§ Task item
In the listing below, look for "access" and copy every line that has it.

§ Source material
PR #331, opened 2023-02-10
setup-homebrew: fix token handling

### LINKED ISSUE #330: Changes in #324 break our actions/setup-homebrew deployment
Hi @Bo98 , I've read the changes in #324 , and it seems the way this change:

> Adjust token behaviour to use HTTP headers rather than URL authentication.
> This matches how actions/checkout behaves.

Changed how token authentication works broke the actions ability to clone a repo in the setup-homebrew action.

This is the error we're getting:
```
fatal: could not read Username for 'https://github.com/': No such device or address
```

Our setup has not changed since the last time we ran a test-bot workflow, here's what our invocation looks like:
```
      - name: Set up Homebrew
        id: set-up-homebrew
        uses: Homebrew/actions/setup-homebrew@master
        with:
          token: ${{ secrets.HOMEBREW_GITHUB_API_TOKEN }} 
```

Please let me know if there's any additional environmental variables we have to set up to get this working. Cheers!

Bo98:
And mask it because it's a secret.

Fixes #330.

### DIFF
--- a/setup-homebrew/main.sh
+++ b/setup-homebrew/main.sh
@@ -98,7 +98,9 @@ fi
 
 # Use an access token to checkout (private repositories)
 if [[ -n "${TOKEN}" ]]; then
-    git config --global "http.${GITHUB_SERVER_URL}/.extraheader" "Authorization: basic $(echo ${TOKEN} | base64)"
+    base64_token=$(echo -n "x-access-token:${TOKEN}" | base64)
+    echo "::add-mask::${base64_token}"
+    git config --global "http.${GITHUB_SERVER_URL}/.extraheader" "Authorization: basic ${base64_token}"
     echo "TOKEN_SET=1" >> $GITHUB_STATE
 fi
 


setup-homebrew/main.sh
```diff
@@ -98,7 +98,9 @@ fi
 
 # Use an access token to checkout (private repositories)
 if [[ -n "${TOKEN}" ]]; then
-    git config --global "http.${GITHUB_SERVER_URL}/.extraheader" "Authorization: basic $(echo ${TOKEN} | base64)"
+    base64token=$(echo -n "x-access-token:${TOKEN}" | base64)
```
MikeMcQuaid, line 101:
```suggestion
    local base64_token=$(echo -n "x-access-token:${TOKEN}" | base64)
```

maybe?

MikeMcQuaid (approved):

ryantimjohn:
Thanks for the quick turnaround on this @Bo98, will try and run our GHA and report out here.

ryantimjohn:
@Bo98 I see this PR as still open, are there any updates here?

Bo98:
Oh sorry, misread your comment as you were going to test this. Will get this merged in just a moment.

setup-homebrew/main.sh
Bo98: Added the underscore, but for `local`:

> main.sh: line 101: local: can only be used in a function

ryantimjohn:
Apologies, that makes perfect sense. I was going to run you'd merged but could've just run from your commit. Sorry about that.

§ Problem solution
 # Use an access token to checkout (private repositories)
+    base64_token=$(echo -n "x-access-token:${TOKEN}" | base64)
 # Use an access token to checkout (private repositories)
+    base64token=$(echo -n "x-access-token:${TOKEN}" | base64)
    local base64_token=$(echo -n "x-access-token:${TOKEN}" | base64)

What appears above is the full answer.